1. An apparatus in a chamber, comprising:

a stage;

a support ring around the stage; and

a focus ring over the stage and the support ring, substantially completely covering a top surface of the support ring.

2. The apparatus of claim 1, wherein the focus ring further covers a portion of a sidewall of the support ring.

3. The apparatus of claim 2, wherein an outer diameter of the focus ring is not less than about 280 mm.

4. The apparatus of claim 1, wherein the focus ring comprises:

an inner portion for supporting a perimeter of a wafer; and

an outer portion adjacent to the inner portion, bottom surfaces of the inner portion and the outer portion substantially covering a part of a stage so as to prevent formation of particles on or near to an edge of the stage.

5. Etching apparatus comprising:

a chamber comprising:

a stage;

a support ring around the stage, and

a focus ring over the stage and the support ring, substantially completely covering a top surface of the support ring;

a vacuum system that evacuates the chamber;

a gas source for providing a gas to the chamber for forming a plasma;

means for generating an electric field in the chamber; and

means for generating a magnetic field in the chamber.

6. The apparatus of claim 5, wherein the focus ring further covers a portion of a sidewall of the support ring.

7. The focus ring of claim 6, wherein an outer diameter of the focus ring is not less than about 280 mm.

8. The etching apparatus of claim 5, wherein the apparatus is a dipole ring magnet etching apparatus.

9. The etching apparatus of claim 8, wherein the magnetic field generating means comprises a plurality of magnetic elements arranged in a circle around said container so as to form a ring.

10. A method for forming a contact hole structure, comprising:

providing a substrate over a stage with a support ring around the stage, and a focus ring substantially completely covering the support ring; and

performing an etch process so as to form a contact hole structure in the substrate substantially without forming particles on or near to an edge of the support ring.

11. The method for forming a contact hole structure of claim 10, wherein an outer diameter of the focus ring is not less than about 280 mm.

12. The method for forming a contact hole structure of claim 10, wherein the etch process uses C_xH_yF_zgas, wherein x and z are not less than 1, and y is not less than 0.

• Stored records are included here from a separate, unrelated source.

Issue #1770, opened 2020-02-21
f-string interpolation expressions don't properly parse when there is a `!` in them


coolreader18:
## Feature

```py
f"1 =/= 2: {1 != 2}"
```
Expected:
```py
"1 =/= 2: True"
```
Actual:
```py
SyntaxError: 
f"1 =/= 2: {1 != 2}"
  ↑
  Got error in f-string: Invalid conversion flag
```

meain:
Related:

```
print(f"quoted: {!r 'cat'} non-quoted: {!s 'cat'}")
```

This fails in `cpython` with error as below, but works in `RustPython`.
```
  File "t.py", line 1
    print(f"quoted: {!r 'cat'} non-quoted: {!s 'cat'}")
         ^
SyntaxError: f-string: empty expression not allowed
```

PR #1776, opened 2020-02-26
Update f-string errors, handle != in f-string.

philippeitis:
This pull request addresses #1770.

It correctly handles != inside of f strings, as well as f"{!a}" not returning an EmptyExpression error. 

This also adds an error for conversion flags not being followed by brace characters, which would otherwise be a token error, unlike the Python implementation.

It also changes the print out for UnopenedRbrace / UnclosedLbrace to correctly print braces instead of brackets.

I've also included tests for expected brace characters and not equals operations inside of braces, as well as the expected EmptyExpression errors for f"{!a}".

### DIFF
--- a/.gitpod.Dockerfile
+++ b/.gitpod.Dockerfile
@@ -1,0 +1,13 @@
+FROM gitpod/workspace-full
+
+USER gitpod
+
+# Update Rust to the latest version
+RUN rm -rf ~/.rustup && ~/.cargo/bin/rustup update stable
+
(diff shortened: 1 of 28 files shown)


coolreader18:
It looks like something weird happened with the second to last commit 4bebc19e5b1c2f87d5906bf05120cc7ec3680d7f, do you think you'd be able to try undoing and redoing the changes so that git doesn't rewrite the entire file?

philippeitis:
I seem to have done something wrong - I'll open this pull request one more time.

PR #1777, opened 2020-02-27
Update f-string errors, handle != in f-string.

philippeitis:
Reopened the pull request due to unusual git behaviour. 

This pull request addresses #1770.

It correctly handles != inside of f strings, as well as f"{!a}" not returning an EmptyExpression error.

This also adds an error for conversion flags not being followed by brace characters, which would otherwise be a token error, unlike the Python implementation.

It also changes the print out for UnopenedRbrace / UnclosedLbrace to correctly print braces instead of brackets.

I've also included tests for expected brace characters and not equals operations inside of braces, as well as the expected EmptyExpression errors for f"{!a}".

### DIFF
--- a/parser/src/fstring.rs
+++ b/parser/src/fstring.rs
@@ -29,39 +29,25 @@ impl<'a> FStringParser<'a> {
 
         while let Some(ch) = self.chars.next() {
             match ch {
-                '!' if delims.is_empty() => {
-                    let x = self.chars.next();
-                    if let Some('=') = x {
-                        expression.push(ch);
-                        expression.push('=');
-                    } else {
-                        if expression.is_empty() {
-                            return Err(EmptyExpression);
-                        }
+                '!' if delims.is_empty() && self.chars.peek() != Some(&'=') => {
+                    if expression.trim().is_empty() {
+                        return Err(EmptyExpression);
+                    }
 
-                        conversion = Some(match x {
-                            Some('s') => ConversionFlag::Str,
-                            Some('a') => ConversionFlag::Ascii,
-                            Some('r') => ConversionFlag::Repr,
-                            Some(_) => {
-                                return Err(InvalidConversionFlag);
-                            }
-                            None => {
-                                break;
-                            }
-                        });
-
-                        match self.chars.peek() {
-                            Some('}') => {
-                                continue;
-                            }
-                            Some(_) => {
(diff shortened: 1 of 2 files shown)


parser/src/fstring.rs
```diff
@@ -30,17 +30,39 @@ impl<'a> FStringParser<'a> {
...
+                        conversion = Some(match x {
+                            Some('s') => ConversionFlag::Str,
+                            Some('a') => ConversionFlag::Ascii,
+                            Some('r') => ConversionFlag::Repr,
+                            Some(_) => {
+                                return Err(InvalidConversionFlag);
+                            }
+                            None => {
+                                break;
+                            }
```
coolreader18: It seems like `None` after the conversion character still yields an invalid conversion flag error:
```py
>>> f"{a!}"
  File "<stdin>", line 1
SyntaxError: f-string: invalid conversion character: expected 's', 'r', or 'a'
```
You could do `Some(_) | None => {...}`

parser/src/fstring.rs
```diff
@@ -30,17 +30,39 @@ impl<'a> FStringParser<'a> {
...
+                        match self.chars.peek() {
+                            Some('}') => {
+                                continue;
+                            }
+                            Some(_) => {
+                                return Err(ExpectedRbrace);
+                            }
+                            None => {
+                                break;
+                            }
```
coolreader18: Same kinda thing here with `None`:
```py
>>> f"{a!r"
  File "<stdin>", line 1
SyntaxError: f-string: expecting '}'
```

parser/src/fstring.rs
```diff
@@ -30,17 +30,39 @@ impl<'a> FStringParser<'a> {
         while let Some(ch) = self.chars.next() {
             match ch {
                 '!' if delims.is_empty() => {
```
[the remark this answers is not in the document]
philippeitis: Good suggestion - this helped make the code a lot cleaner.

parser/src/fstring.rs
philippeitis: This isn't an instance of the None case, which would be f"{a!", although I did add tests for both cases.

parser/src/fstring.rs
philippeitis: Turns out this could be simplified to just self.chars.peek() != Some(&'}' {}

PR #1778, opened 2020-02-27
non-int indexable base for int()

youknowone:


vm/src/obj/objint.rs
```diff
@@ -673,11 +673,16 @@ impl IntOptions {
                         "int() can't convert non-string with explicit base".to_owned(),
                     ));
                 }
-                base
+                if let Some(i) = base.payload_if_subclass::<PyInt>(vm) {
+                    i.as_bigint().clone()
+                } else {
+                    let base = vm.call_method(&base, "__index__", vec![])?;
+                    get_value(&base).clone()
+                }
```
coolreader18: Maybe this could be a function on `vm`? I think it's used in other places as well, at least it is in `list.__getitem__`.

youknowone: I created a small function but not sure what's the ideal form. Probably adding slot function of this magic method will be helpful to make things clear in future.

coolreader18: Oh, I was thinking that you could include the `payload_if_subclass::<PyInt>` inside the VM method, as a fast path

youknowone: Please check if this is ok. Any error message handling suggestion better than Option<PyResult> will be apprecidated.

coolreader18: Looks good!

Issue #1750, opened 2020-02-06
list panic when size > isize::MAX


andrew-ld:
## code
`[...] * (2 << 61)`

## result
`thread 'main' panicked at 'capacity overflow', src/liballoc/raw_vec.rs:777:5`

## expected result
an `MemoryError` exception

PR #1779, opened 2020-02-27
Handle MemoryError for list and strings.

philippeitis:
This aims to address #1750 by raising a Memory error for excessively large allocations. It adds a MAX_MEMORY_SIZE const to VM which is then used by objlist.rs and objstr.rs when doing imul or mul operations.

### DIFF
--- a/vm/src/obj/objlist.rs
+++ b/vm/src/obj/objlist.rs
@@ -19,7 +19,7 @@ use crate::pyobject::{
     PyObjectRef, PyRef, PyResult, PyValue, TryFromObject, TypeProtocol,
 };
 use crate::sequence::{self, SimpleSeq};
-use crate::vm::{ReprGuard, VirtualMachine};
+use crate::vm::{ReprGuard, VirtualMachine, MAX_MEMORY_SIZE};
 
 /// Built-in mutable sequence.
 ///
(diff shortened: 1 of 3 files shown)


vm/src/obj/objlist.rs
```diff
@@ -468,25 +470,31 @@ impl PyList {
...
     }
 
     #[pymethod(name = "__imul__")]
-    fn imul(zelf: PyRef<Self>, counter: isize) -> PyRef<Self> {
-        let new_elements = sequence::seq_mul(&zelf.borrow_sequence(), counter)
-            .cloned()
-            .collect();
-        zelf.elements.replace(new_elements);
-        zelf
+    fn imul(zelf: PyRef<Self>, counter: isize) -> PyResult<Self> {
```
philippeitis: I'm not sure how to handle this function, since it also needs to throw a MemoryError.

coolreader18: You can add a `vm: &VirtualMachine` parameter at the end of the signature to get the `vm`.

coolreader18:
I'm not sure if this is the correct approach; `2**61` bytes is 2.3 exabytes, which probably wouldn't get hit before an actual OOM error occurs in the process. [There is](https://github.com/rust-lang/rfcs/pull/2116) a RFC that allows for catching OOMs in a few different ways (`try_reserve -> Result<(), ...>` functions on `Vec` or `String`, `oom=panic` rustc option that will panic and unwind instead of just aborting) but none of them are stable yet. I'm not sure how to approach this problem, honestly.

philippeitis:
That is true, but this is also a reasonable sanity check, since a list with 8 byte pointers can only contain up to usize::MAX / 8 elements. Beyond that, allocating becomes the virtual machine's problem and will need to dealt with accordingly.

auvipy (changes requested):
it would be great if you could rebase it for further review.

Issue #1780, opened 2020-02-28
Panic on incorrect kwargs instead of TypeError


philippeitis:
Code:
```
print(**("123",))
```
Expected:
```
TypeError: print() argument after ** must be a mapping, not tuple
```
Got:
```
RuntimeError: panicked at 'Kwargs must be a dict.: [PyObj tuple]', src/libcore/result.rs:1165:5
```

BolunThompson:
With #1781 merged, shouldn't this be closed?

coolreader18:
Yep, thanks for noticing!

PR #1781, opened 2020-02-28
Raise TypeError when kwargs are not dict.

philippeitis:
This fixes a panic when a function receives kwargs which are not a dict: addresses #1780


coolreader18:
Thanks for contributing!

Issue #1760, opened 2020-02-12
[RFC] Need to be able to compile only rustpython's virtual machine to wasm


Joetib:
### RustPython in the web can be one of it's best use cases
The python community have been pushing to have python run in the browser.
Many such implementations have been brython, skulpt, Batavia etc.
Likened with batavia's approach to run ```python bytecode ``` in the browser, I have been wondering if rustpytgon can ship only it's virtual machine to do similar task

## Detailed Explanation
Rustpython's  wasm module currently is about 4.5mb. thus size is too big to be inculcated in most projects. 
However I believe if we could remove the parser, lexer and other compiler related stuff and compile only the virtual machine, the size will drastically reduce.
This approach will also require that apps get compiled on their maybe machines before the bytecode is shipped.

## Drawbacks, Rationale, and Alternative

# Rationale:
 It will take a long time for RustPython to get to compete with cpython natively(where cpython works well already) but the web is one place where competition is less. If this works, we can have web apps fully written in python(little to no javascript) 
Be able to run already existing software on the web.
This can also lead to the revolution of building front end livraries. Like implementing python alternatives to react, angular, Vue etc. 
Currently, the beeware team have been working hard to have the Toga(beewae's gui library) working in browsers but are limited by the size of Batavia.
I may certain everyone loved Anvil.works for their idea of creating web apps completely in python. 

# Possible Drawback: 
Since apps will need to be compiled before shipped and most people use cpython, rustpython's vm must be able to run cpython generated bytecode 
This may not even be an issue but I raise this because I'm unaware of the bytecode implementation.

coolreader18:
This is a really nice idea; we've experimented with excluding the parser and compiler for native executables of rustpython, but not yet for wasm. We don't currently run CPython bytecode; we have our own bytecode format and I think it would be less effort to have people install the rustpython compiler as part of whatever toolchain this would be than it would be to convert CPython's bytecode to RustPython's. Also, I could see bundling 2 different versions of rustpython into the `rustpython_wasm` npm package; one with the compiler (`import "rustpython_wasm"`) and one with only the vm (`import "rustpython_wasm/vm-only"`).

Joetib:
Well I think the proposed fix with regards to cpython bytecode (thus having to install RustPython for the toolchain) is great and won't be difficult implementing.

[...]

PR #1784, opened 2020-02-29
Add frozen executable example

palaviv:
This relates to the discussion in #1760. This adds an example of how to create a frozen executable without the complier and parser in the VM. @joetib I hope this will help you with the WASM.


freeze/src/main.rs
```diff
@@ -0,0 +1,24 @@
+use std::collections::HashMap;
+
+use rustpython_vm as vm;
+
+fn main() -> vm::pyobject::PyResult<()> {
+    let vm = vm::VirtualMachine::new(vm::PySettings::default());
+
```
coolreader18: Does this need to be its own crate? Can it be a file in `examples/`?

vm/src/builtins.rs
```diff
@@ -139,27 +143,28 @@ fn builtin_compile(args: CompileArgs, vm: &VirtualMachine) -> PyResult {
         .flags
         .map_or(Ok(0), |v| i32::try_from_object(vm, v.into_object()))?;
 
-    if (flags & ast::PY_COMPILE_FLAG_AST_ONLY).is_zero() {
-        #[cfg(feature = "rustpython-compiler")]
-        {
+    #[cfg(feature = "rustpython-parser")]
```
coolreader18: Wouldn't `feature = "rustpython-parser"` be guaranteed here, because of the cfg on the whole function?

freeze/src/main.rs
palaviv: The important part in the example is `default-features = false`. Not sure how to do that in the `examples/`...

vm/src/builtins.rs
palaviv: The question here is what happens if someone has a `compiler` but not the `parser`. Not sure if that is possible but maybe the error message is not good.

freeze/src/main.rs
coolreader18: What about moving the whole directory into `examples`? It feels weird to have an example crate as part of the workspace...

PR #1907, opened 2020-05-04
Implement Py3.9 LCM and GCD

TheAnyKey:
This PR implements the bpo-39648 and bpo-39479, which are planned for CPython 3.9.

This change extends the math module to implement a lcm (least common multiple) function analog to the gcd. Further both functions are extended to take an arbitrary number of int arguments. 

The kind of args is in accordance to the 3.9.a6 cpython implementation, although this style of parameters is quite uncommon in the math module; in similar cases iterables are used as arguments. Maybe this changes before release.

Further, I imported the test_math.py module from CPython and skipped all failing tests (unluckily there are plenty of them)

Whats missing: cpython also accepts object arguments having __index__ implemented, this seems so far not be finalized in the reference. Thus I defer the implementation.

The sneaky improvement in this PR is the pdc.sh (pre-delivery check), i.e., a poor mans automation to run all builds and checks.


TheAnyKey:
replaced by #1916

PR #1908, opened 2020-05-05
Allow doctest to be imported and run

coolreader18:


src/shell.rs
```diff
@@ -19,19 +19,10 @@ enum ShellExecResult {
 
 fn shell_exec(vm: &VirtualMachine, source: &str, scope: Scope) -> ShellExecResult {
     match vm.compile(source, compile::Mode::Single, "<stdin>".to_owned()) {
-        Ok(code) => {
-            match vm.run_code_obj(code, scope.clone()) {
-                Ok(value) => {
-                    // Save non-None values as "_"
-                    if !vm.is_none(&value) {
-                        let key = "_";
```
windelbouwman, line 27: This is no longer required? This would break the interactive mode in which we can use the last result as the underscore right?

wasm/lib/src/wasm_builtins.rs
```diff
@@ -4,75 +4,37 @@
...
-use rustpython_vm::pyobject::{IdProtocol, PyResult, TypeProtocol};
+use rustpython_vm::obj::objstr::PyStringRef;
+use rustpython_vm::pyobject::{PyObjectRef, PyResult};
 use rustpython_vm::VirtualMachine;
 
 pub(crate) fn window() -> web_sys::Window {
     web_sys::window().expect("Window to be available")
 }
 
-pub fn format_print_args(vm: &VirtualMachine, args: PyFuncArgs) -> PyResult<String> {
```
windelbouwman, line 19: More than happy to see this go.

src/shell.rs
windelbouwman: Ignore my comment, I continued reading further down the change.

PR #1912, opened 2020-05-08
add support for sync func in os module

mrmiywj:
As title, sync function is available in UNIX only.

### DIFF
--- a/vm/src/stdlib/os.rs
+++ b/vm/src/stdlib/os.rs
@@ -1444,6 +1444,14 @@ fn os_utime(
     unimplemented!("utime")
 }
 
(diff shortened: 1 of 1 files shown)


vm/src/stdlib/os.rs
```diff
@@ -1444,6 +1444,14 @@ fn os_utime(
     unimplemented!("utime")
 }
 
+#[cfg(unix)]
+fn os_sync(_vm: &VirtualMachine) -> PyResult<()> {
```
palaviv, line 1448: You can do `-> ()` Instead of wrapping in the `PyResult`.

PR #1914, opened 2020-05-08
add getpgrp support in os mod

mrmiywj:
As title, `getpgrp` support in os module in UNIX only


vm/src/stdlib/os.rs
```diff
@@ -1194,6 +1194,11 @@ fn os_getpgid(pid: u32, vm: &VirtualMachine) -> PyResult {
     }
 }
 
+#[cfg(unix)]
+fn os_getpgrp(vm: &VirtualMachine) -> PyResult {
```
palaviv, line 1198: Again you can just return `i32`.

PR #1915, opened 2020-05-08
Implement Python 3.9 style string functions: removeprefix and removesuffix PEP616

TheAnyKey:
This PR implements and tests the new string functions introduced by Python 3.9 to remove prefixes and suffixes. This change is defined in PEP616. Now it is possible to do:

            s='foobarfoo'
            t=s.removeprefix('foo')
            print(t.removesuffix('foo'))
            'bar'

Clean replacement of #1903

### DIFF
--- a/vm/src/obj/objbytearray.rs
+++ b/vm/src/obj/objbytearray.rs
@@ -389,24 +389,38 @@ impl PyByteArray {
         self.borrow_value().rstrip(chars).into()
     }
 
+    /// removeprefix($self, prefix, /)
+    ///
+    ///
+    /// Return a bytearray object with the given prefix string removed if present.
+    ///
+    /// If the bytearray starts with the prefix string, return string[len(prefix):]
+    /// Otherwise, return a copy of the original bytearray.
     #[pymethod(name = "removeprefix")]
     fn removeprefix(&self, prefix: PyByteInner) -> PyByteArray {
-        let value = self.borrow_value();
-        if value.elements.starts_with(&prefix.elements) {
-            return value.elements[prefix.elements.len()..].to_vec().into();
-        }
-        value.elements.to_vec().into()
+        self.borrow_value().elements[..]
+            .py_removeprefix(&prefix.elements, prefix.elements.len(), |s, p| {
+                s.starts_with(p)
+            })
+            .to_vec()
+            .into()
     }
 
+    /// removesuffix(self, prefix, /)
+    ///
+    ///
+    /// Return a bytearray object with the given suffix string removed if present.
+    ///
+    /// If the bytearray ends with the suffix string, return string[:len(suffix)]
+    /// Otherwise, return a copy of the original bytearray.
     #[pymethod(name = "removesuffix")]
     fn removesuffix(&self, suffix: PyByteInner) -> PyByteArray {
-        let value = self.borrow_value();
-        if value.elements.ends_with(&suffix.elements) {
-            return value.elements[..value.elements.len() - suffix.elements.len()]
-                .to_vec()
-                .into();
-        }
-        value.elements.to_vec().into()
+        self.borrow_value().elements[..]
+            .py_removesuffix(&suffix.elements, suffix.elements.len(), |s, p| {
+                s.ends_with(p)
+            })
+            .to_vec()
+            .into()
     }
 
     #[pymethod(name = "split")]
--- a/vm/src/obj/objbytearray.rs
+++ b/vm/src/obj/objbytearray.rs
@@ -389,6 +389,26 @@ impl PyByteArray {
         self.borrow_value().rstrip(chars).into()
     }
 
+    #[pymethod(name = "removeprefix")]
+    fn removeprefix(&self, prefix: PyByteInner) -> PyByteArray {
+        let value = self.borrow_value();
+        if value.elements.starts_with(&prefix.elements) {
+            return value.elements[prefix.elements.len()..].to_vec().into();
+        }
+        value.elements.to_vec().into()
+    }
+
+    #[pymethod(name = "removesuffix")]
+    fn removesuffix(&self, suffix: PyByteInner) -> PyByteArray {
+        let value = self.borrow_value();
+        if value.elements.ends_with(&suffix.elements) {
+            return value.elements[..value.elements.len() - suffix.elements.len()]
+                .to_vec()
+                .into();
+        }
+        value.elements.to_vec().into()
+    }
+
     #[pymethod(name = "split")]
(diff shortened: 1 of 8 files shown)


youknowone:
Nice work! Instead of opening a new PR, push-force to existing branch would update the PR too. Try it for other PRs.

youknowone:
The new commit message is not representing this change. Would you revise the commit message? `git commit --amend` will work for that.

TheAnyKey:
oh, when doing next time such a mess I ll use push -force. Now it should be clean.

vm/src/obj/objstr.rs
```diff
@@ -532,6 +532,22 @@ impl PyString {
...
+        if self.value.as_str().starts_with(&pref.value) {
+            return Ok(self.value[pref.len()..].to_string());
+        }
+        Ok(self.value.to_string())
+    }
+
+    #[pymethod]
+    fn removesuffix(&self, suff: PyStringRef) -> PyResult<String> {
+        if self.value.as_str().ends_with(&suff.value) {
+            return Ok(self.value[..self.value.len() - suff.len()].to_string());
```
youknowone, line 546: `self.value.len()` is a rust string length and `suff.len()` is a python string length. These numbers should not be mixed because they heve different value for non-ascii string. Will you please add non-ascii tests to the test code?

TheAnyKey: Thanks, pretty obvious fault.

TheAnyKey: in the py39  tests I found no such tests when creating it. maybe I  missed it or the test are also behind. anyhow as you are not interested at the moment I ll stop sening prs.

vm/src/obj/objbytearray.rs
```diff
@@ -389,6 +389,26 @@ impl PyByteArray {
         self.borrow_value().rstrip(chars).into()
     }
 
+    #[pymethod(name = "removeprefix")]
+    fn removeprefix(&self, prefix: PyByteInner) -> PyByteArray {
+        let value = self.borrow_value();
+        if value.elements.starts_with(&prefix.elements) {
+            return value.elements[prefix.elements.len()..].to_vec().into();
+        }
+        value.elements.to_vec().into()
```
youknowone, line 398: `bytearray` and `bytes` share the inner implementation. So this will work:

```suggestion
        self.borrow_value().removeprefix(prefix)
```

vm/src/obj/objbyteinner.rs
```diff
@@ -843,6 +843,22 @@ impl PyByteInner {
             .to_vec()
     }
 
+    // new in Python 3.9
+    pub fn removeprefix(&self, prefix: PyByteInner) -> Vec<u8> {
+        if self.elements.starts_with(&prefix.elements) {
+            return self.elements[prefix.elements.len()..].to_vec();
+        }
+        self.elements.to_vec()
```
youknowone, line 851: I feel like this line cause unnessessary data copying instead of increment of reference count. But I don't have simple fix suggestion of this.

vm/src/obj/objstr.rs
```diff
@@ -532,6 +532,22 @@ impl PyString {
         )
     }
 
+    #[pymethod]
+    fn removeprefix(&self, pref: PyStringRef) -> PyResult<String> {
+        if self.value.as_str().starts_with(&pref.value) {
```
youknowone, line 537: Basically this is the same as byteinner implementation. If you are interested in, there is a common string implementation file `pystr.rs`. If you don't want to try this change, it is good as it is.

TheAnyKey: Thanks for the hint, I had already realized this also the existance of pystr. All sotions I found here, would lead to very fine granular functions that need to be implemented in specializations of the trait. I have not found a way to a common trait or predicate that offers a starts_with or an equivalent function (at least not without significant overhead). One way would be using Pattern, but that is marked as unstable. Do you know a way to implement that?

youknowone: Because this is simple string match, I think python `str.startswith` is the the similar case. I think adding `py_removeaffix` will be very similar to this one.

- pystr part: https://github.com/RustPython/RustPython/blob/master/vm/src/obj/pystr.rs#L172-L205
- objstr part: https://github.com/RustPython/RustPython/blob/master/vm/src/obj/objstr.rs#L524-L533
- objbytes part: https://github.com/RustPython/RustPython/blob/master/vm/src/obj/objbytes.rs#L287-L300

Please let me know if I missed something you concern about.

TheAnyKey: In that functions, the unified implementation helps fa rmore as the logic is more tricky and there is some more error handling required. I found an acceptable trade off.

vm/src/obj/objbytearray.rs
```diff
@@ -389,6 +389,40 @@ impl PyByteArray {
...
+    /// If the bytearray starts with the prefix string, return string[len(prefix):]
+    /// Otherwise, return a copy of the original bytearray.
+    #[pymethod(name = "removeprefix")]
+    fn removeprefix(&self, prefix: PyByteInner) -> PyByteArray {
+        self.borrow_value().elements[..]
+            .py_removeprefix(&prefix.elements, prefix.elements.len(), |s, p| {
+                s.starts_with(p)
+            })
+            .to_vec()
+            .into()
```
youknowone, line 406: `self.borrow_value()` is `ByteInner` object. so `self.borrow_value().removeprefix(prefix)` will work

vm/src/obj/pystr.rs
```diff
@@ -264,4 +265,41 @@ pub trait PyCommonString<E> {
...
+    ) -> &Self
+    where
+        FC: Fn(&Self, &Self::Container) -> bool,
+    {
+        //if self.py_starts_with(prefix) {
+        if is_prefix(&self, &prefix) {
+            return self.get_bytes(Range {
+                start: prefix_len,
+                end: self.bytes_len(),
+            });
```
youknowone, line 283:
```suggestion
            return self.get_bytes(prefix_len..self.bytes_len())
```

vm/src/obj/objstr.rs
youknowone: great! I like this new implementation

vm/src/obj/pystr.rs
```diff
@@ -264,4 +265,41 @@ pub trait PyCommonString<E> {
...
+        }
+        &self
```
youknowone, line 285: I actually want to suggest remove `return`.

```suggestion
        if is_prefix(&self, &prefix) {
            self.get_bytes(prefix_len..self.bytes_len())
        } else {
            &self
        }
```

youknowone:
Nice work! Thank you for contributing.

PR #1916, opened 2020-05-08
Implement Py3.9 LCM and GCD

TheAnyKey:
This PR implements the bpo-39648 and bpo-39479, which are planned for CPython 3.9.

This change extends the math module to implement a lcm (least common multiple) function analog to the gcd. Further both functions are extended to take an arbitrary number of int arguments.

The kind of args is in accordance to the 3.9.a6 cpython implementation, although this style of parameters is quite uncommon in the math module; in similar cases iterables are used as arguments. Maybe this changes before release.

Further, I imported the test_math.py module from CPython and skipped all failing tests (unluckily there are plenty of them)

Whats missing: cpython also accepts object arguments having index implemented, this seems so far not be finalized in the reference. Thus I defer the implementation.

replace #1907

### DIFF
--- a/vm/src/stdlib/math.rs
+++ b/vm/src/stdlib/math.rs
@@ -9,9 +9,9 @@ use statrs::function::gamma::{gamma, ln_gamma};
 use num_bigint::BigInt;
 use num_traits::{One, Zero};
 
-use crate::function::OptionalArg;
+use crate::function::{OptionalArg, PyFuncArgs};
 use crate::obj::objfloat::{self, IntoPyFloat, PyFloatRef};
-use crate::obj::objint::{self, PyIntRef};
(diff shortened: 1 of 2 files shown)


vm/src/stdlib/math.rs
```diff
@@ -272,9 +272,55 @@ fn math_ldexp(
     Ok(value * (2_f64).powf(objint::try_float(i.as_bigint(), vm)?))
 }
 
-fn math_gcd(a: PyIntRef, b: PyIntRef) -> BigInt {
+fn math_perf_arb_len_int_op<F>(
+    args: PyFuncArgs,
```
palaviv, line 276: You can use here `Args<PyIntRef>`. Look at `PySetInner::update` for example. This will remove some of the argument parsing code.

13. The method for forming a contact hole structure of claim 12, wherein the etch process further uses an inert gas.

14. The method for forming a contact hole structure of claim 12, wherein the etch process further uses an oxygen containing gas.

15. A contact hole structure formed by the method of claim 12.

16. The contact hole structure of claim 15, wherein an outer diameter of the focus ring is not less than about 280 mm.

17. The contact hole structure of claim 15, wherein the etch process uses C_xH_yF_zgas, wherein x and z are not less than 1, and y is not less than 0.

18. The contact hole structure of claim 17, wherein the etch process further uses an inert gas.

19. The contact hole structure of claim 17, wherein the etch process further uses an oxygen containing gas.